De la Fuente has offered other concessions to the police department in exchange for laying off the police officers, including having them contribute 9 percent to their pensions each year (a figure de la Fuente has said would be enough to keep 36 officers in uniform) and cutting non-sworn personnel, like neighborhood service coordinators.

Budget plans proposed by councilmembers Brunner and De La Fuente highlight other cuts that can be made to close the gap, including shutting down city-run golf courses, selling the Henry J. Kaiser Convention Center, cutting salaries of non-union employees who make more than $100,000 and reducing the hours of senior centers. Unions and city management have already agreed to 12 business closure days, in addition to holidays, that most non-emergency personnel will take in the coming fiscal year.

Councilmembers Brunner, Reid and Kaplan abstained from voting for the measure to allow the city to start paperwork for police officer layoffs Tuesday night. Five of the eight city council members will have to vote on any final budget for it to pass. The deadline to do so is June 30.

In other council business, the council heard heated audience discussion about a proposed Verizon cell phone tower that is to go up in the Temescal district, but tabled any actions until July.

5 Comments

  1. Police are good, we all understand this. Concessions must be made though. Its insane to me the salary gap between Oakland and other cities not to mention the fully paid cushy pension program.
    The police force can either voluntarily take cuts in pay or they can lose members

  2. OaktownRepublic

    I went to the last one. What a joke!

    Our dear Chair of the City’s Finance Committee, Jean Quan, spent most of it offering excuses about how she got us into this mess. Guess what? Basically said it was everyone else’s fault, but hers.

    So her solution? Hold Town Halls and lecture everyone else. Quan has run out of ideas. Recall her!

  3. OaktownRepublic

    Bike Man – I looked into the salary figures after Rebecca Kaplan made a song and dance about them.

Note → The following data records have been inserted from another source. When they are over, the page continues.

PR #199, opened 2021-03-05
Phase from COM

ercius:
Add function to calculate the phase from the center of mass.  This is mostly copied from py4DSTEM and was authored by @HamishGBrown


cjh1 (approved):
LGTM

Issue #201, opened 2021-03-08
Jupyter docker image issue


ercius:
I updated the stempy jupyter image just now. It looks like stemy.io and stempy.image can't be imported. I can import stempy.  I am able to load stempy.io and stempy.image in the non-jupyter version.

I will revert to the older version so this is not critical. But it would be good to look at soon.

cjh1:
I think this is related to the new wheels, sorry about that. @psavery is going to take a look.

psavery:
Hi @ercius. Do you mean the [stempy-scipy-notebook image](https://hub.docker.com/r/openchemistry/stempy-scipy-notebook)? I was able to start up a jupyter notebook with it and load the modules.

![Screenshot from 2021-03-08 15-38-32](https://user-images.githubusercontent.com/9558430/110385936-366a1800-8025-11eb-90b5-c42ab9bef59f.png)

Let me know if you are doing something different.

cjh1:
@ercius that would correspond to the following image `openchemistry/stempy-scipy-notebook` you would have pulled.

ercius:
@cjh1 I pulled that image. On mothership6 Im running:
`singularity exec -B /mnt:/mnt,/tmp:/home/jovyan ~/stempy-scipy-notebook_latest.sif jupyter lab`
Then I connect to the Jupyter Lab server. 

Then `import stempy` works but `import stempy.io as stio` and `from stempy import io` do not work.

I just re-pulled the image and got a lot of changes. However, I still can not import `stempy.io`.

Here is some information about the image:
```bash
>> singularity inspect stempy-scipy-notebook_latest.sif
org.label-schema.build-date: Wednesday_10_March_2021_9:20:27_PST
org.label-schema.schema-version: 1.0
org.label-schema.usage.singularity.deffile.bootstrap: docker
org.label-schema.usage.singularity.deffile.from: openchemistry/stempy-scipy-notebook:latest
org.label-schema.usage.singularity.version: 3.6.1+11-g7c3204ca4
```

psavery:
@ercius I see, I was able to reproduce this in singularity. I guess this might be a specific problem to singularity. I'll look into it.

cjh1:
@ercius This should now be resolved, please try pulling the latest `openchemistry/stempy-scipy-notebook` image.

ercius:
Fixed! Thanks!

PR #202, opened 2021-03-11
Dereference symlinks to fix singularity

psavery:
Previously, symlinks were being preserved when the copy occurred. The
symlinks pointed into the /home/jovyan directory.

When a singularity shell was started, the user would be "jovyan", so
there would be no issue importing the files.

However, if jupyter was started instead, the user would be the current
user on the host OS. And this user would have permissions issues with
reading into the /home/jovyan directory.

To fix this, dereference the symlinks on `cp` to avoid having symlinks
pointing into `/home/jovyan`.

This was tested and seems to have fixed the issue.

### DIFF
--- a/docker/Dockerfile
+++ b/docker/Dockerfile
@@ -82,7 +82,7 @@ RUN mkdir -p /build/stempy && \
 
 # Install stempy
 RUN pip3 install -r /source/stempy/requirements.txt && \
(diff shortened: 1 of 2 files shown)


cjh1 (approved):
LGTM

cjh1:
Fixes #201

PR #206, opened 2021-04-15
fix error in header description. 

ercius:
The frame number was described as unit16 when it is actually uint32. The numpy custom dtype is correct though.


ercius:
Also, can we add this document into the read the docs table of contents? Im not sure how to do that.

PR #218, opened 2021-11-01
Skip musl wheels

psavery:
~It's end of life is coming in \~7 weeks, and the latest cibuildwheel
no longer supports it.~

~We can go ahead and remove it, since we do not believe anyone has a
specific need for the python 3.6 wheels.~

Looks like it was actually musl wheels that were the problem. CI build wheel started supporting musl wheels since a couple of weeks ago. We don't need any immediate support for them, so I added them to the skip list, and I put python 3.6 back on.

### DIFF
--- a/.github/workflows/build_wheels.yml
+++ b/.github/workflows/build_wheels.yml
@@ -9,9 +9,9 @@ on:
   pull_request:
 
 env:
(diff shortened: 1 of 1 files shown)


cjh1 (approved):

cjh1 (commented):
Great! Thanks

Issue #210, opened 2021-09-17
synchronize names in electron_counts and SparseArray


ercius:
`stempy.io.load_electron_counts` returns a named tuple with `frame_dimensions` and `scan_dimensions`

`SparseArray.from_hdf5` returns a class with `frame_shape` and `scan_shape`

These should probably be the same. I think using shape is better because it matches `ndarray.shape`

PR #222, opened 2021-12-17
Replace ElectronCountedData with SparseArray

psavery:
This removes all occurrences of the `ElectronCountedData` namedtuple and
replaces them with a `SparseArray` object. However, the `create_stem_images()`
method still accepts `ElectronCountedData` namedtuple arguments in case
any are still in use from older versions of stempy.

Fixes: #210


psavery:
I've tested a few examples, and I added a round trip test for `SparseArray`'s HDF5 I/O. But I haven't tested everything, partly because I don't have the data needed for all of the examples.

cjh1:
@psavery So this is going to be a breaking change? As the return type has changed? Or is `SpareArray` compatibile with `ElectronCountedData`?

psavery:
It is a breaking change. The `SparseArray` has similar attributes as the `ElectronCountedData`, but `scan_dimensions` is now `scan_shape[::-1]`, and `frame_dimensions` is now `frame_shape`.

Here are the breaking changes:

- `stempy.image.electron_count()` now returns a `SparseArray` instead of the namedtuple
- `stempy.io.load_electron_counts()` now also returns a `SparseArray` 
- `stempy.io.save_electron_counts()` now requires a `SparseArray` argument instead of the namedtuple

Note that `stempy.image.create_stem_images()` can still accept an `ElectronCountedData` namedtuple as input, so that should still work.

cjh1:
OK, we will have to bump the major version. @ercius you will need to check if this is going to effect any of your processing script.

ercius:
I think the Distiller counting script is the most important to check. It uses the output of `stempy.image.electron_count()` to save to HDF5.

Otherwise, I have moved most of my scripts over to SparseArray already.

ercius:
Also, can we version the Docker images? Then its possible to use the current `stempy` version.

cjh1:
> I think the Distiller counting script is the most important to check. It uses the output of `stempy.image.electron_count()` to save to HDF5.

The distiller script should be fine as it just passes the result of `electron_count` to `save_electron_count`

ercius:
The best way for me to test this is with a new release. I tried to make a conda environment and `pip install -e` to develop, but I got an error. Ill post that when I get a chance.

cjh1:
> Also, can we version the Docker images? Then its possible to use the current `stempy` version.

We can push tags, we currently just build `latest` ( that tracks master ). I will push a tag for the latest version. However, you will need to make sure you pull that specific version. Is this ms6 you are thinking of?

cjh1:
> The best way for me to test this is with a new release. I tried to make a conda environment and `pip install -e` to develop, but I got an error. Ill post that when I get a chance.

Yes, not sure we have put any time into getting the dev environment working. When this is merged a "pre-release" package will be pushed to pypi, that may be the easiest what for you to test it. Each push also builds wheels on github actions, so you have down load the "artifact" and install locally as well. For example [here](https://github.com/OpenChemistry/stempy/suites/4696063136/artifacts/128298398) are the wheels for that PR

ercius:
> We can push tags, we currently just build latest ( that tracks master ). I will push a tag for the latest version. However, you will need to make sure you pull that specific version. Is this ms6 you are thinking of?

I think it would be good to have the 1.1.1 version in case I need to revert on MS6 or Jupyter@NERSC. Some users are using copies of my analysis scripts, which will be harder to update. So, being able to go revert would be ideal just in case.

ercius:
> Yes, not sure we have put any time into getting the dev environment working. When this is merged a "pre-release" package will be pushed to pypi, that may be the easiest what for you to test it. Each push also builds wheels on github actions, so you have down load the "artifact" and install locally as well. For example here are the wheels for that PR

No problem then. I dont think a pre-release is necessary. Ill be able to adapt any code pretty easily on the fly. Its not a huge breaking change. Ill check out the "artifact" wheels as a way to test versions.

psavery:
@ercius In my commit I just pushed, I removed a bunch of old examples that appear to be using old data formats, or appear that we haven't touched them in a long time. Let me know if I removed anything you want to bring back.

cjh1:
> I think it would be good to have the 1.1.1 version in case I need to revert on MS6 or Jupyter@NERSC. Some users are using copies of my analysis scripts, which will be harder to update. So, being able to go revert would be ideal just in case.

OK, I have pushed 1.1.1 tags for our docker images in preparation. Note that for Jupyter@NERSC you would need to adjust your `~/.local/share/jupyter/kernels/stempy-jupyterlab/kernel.json` if you want to fix to 1.1.1.

ercius:
@psavery I confirm removing all of the example files this PR removes.

ercius:
Thanks! That's will allow us to go back if there are issues. I don't expect
any though.

psavery:
@cjh1 This is ready for review.

cjh1 (approved):
LGTM Thank you!

PR #223, opened 2021-12-30
Add extra for loop to account for multiple frames

ercius:
This fixes the issue with `stempy.image.calculate_sum_sparse()` which incorrectly calculated results for scans with multiple frames per probe position


cjh1 (approved):
LGTM

PR #225, opened 2022-01-13
Remove deprecated functions flagged for 1.1

psavery:
These functions were flagged for deprecation starting in 1.1, which
we are now on.


cjh1 (approved):
LGTM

    Turns out it’s spin. The figures Kaplan and co. in the Council are spinning include overtime pay as final salary. In a police force that’s under-staffed, overtime will make up a large percentage of pay.

    So cutting the cops isn’t going to help. If anything, it’s going to demand more overtime.

  4. The OPOA told the City Council that the members would make significant contributions to PERS if they would make a guarantee that they would not lay off members. City Council said that they could not do that. Also if the members paid the Contribution into retirement it would only save 7.8 million dollars. The budget gap is around 41 million. The City Council is only taking advantage of the bad times in the US. Paroles in Oakland get 6.0 million dollars from Measure Y just for breathing and being a Parolee in the City of Oakland. Why don’t they cut all of the social programs first.

  5. OaktownRepublic

    As I understand it, OPOA offered PERS contributions during last year’s concessions (at which they gave back $31M). Quan rejected it and now it’s come 360. Guarantee that we’ll be back here again next June.

    Why Quan – the person with the worst record of financial competence in Oakland history – was put in charge of the Budget Committee is a mystery.

    She can’t budget. She can’t negotiate. If Oakland had a coach, she’d have been pulled way back when.